■ **What you should do**
The line containing "If this looks" marks where to begin. Write out that line and every line after it exactly, through the last line below.
************
PR #428, opened 2020-08-27
Real async for web

ferco0:
Summary:
---------
To follow the purpose of the module, this change is necessary due to synchronous nature of localStorage. Uses the localForage module under the hood to abstract methods and technology available. Without break changes.

Test Plan:
----------
Current tests methods cover the changes


Krizzu:
I understand the reason behind this PR, but those changes are too radical. It'll affect current user with changed persistence layer. 

Thanks for your contribution, but I won't merge this. We need to discuss this to find a better way. [(There's a point in Contribution guide about opening issue first, before working on a feature)](https://github.com/react-native-community/async-storage/blob/master/CONTRIBUTING.md#sending-a-pull-request)

ferco0:
Not even a fallback? localstorage has many disadvantages, security it's the most worrisome.

PR #429, opened 2020-08-27
Add flow annotation to index & hooks

tcirstea:
Summary:
---------
Including `react-native-community/async-storage` in a new project with flow doesn't actually work due to the index file not having the flow annotation. (Blank project with `[declarations] node_modules/**` in the flowconfig, flow version 0.132.0)

This change adds flow annotations. Runtime wise this is only a comment and thus can't break anything other than flow itself (which still works).

Screen Shot 2020-08-26 at 6 27 14 PM

Test Plan:
----------
`yarn test` still works.
I'm not completely familiar with how the build process works, but my understanding is that the .flow files in lib will be copied over as is. Thus, the output would look like this, and flow typing would now work:
Screen Shot 2020-08-27 at 11 36 37 AM

If this looks good, I can also bump the version before merging if you'd like.

### DIFF
--- a/src/hooks.js
+++ b/src/hooks.js
@@ -1,5 +1,6 @@
 /**
  * @format
+ * @flow
  */
 
 import AsyncStorage from './AsyncStorage';
--- a/src/index.js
************
■ **Answer box**
If this looks good, I can also bump the version before merging if you'd like.

### DIFF
--- a/src/hooks.js
+++ b/src/hooks.js
@@ -1,5 +1,6 @@
 /**
  * @format
+ * @flow
  */
 
 import AsyncStorage from './AsyncStorage';
--- a/src/index.js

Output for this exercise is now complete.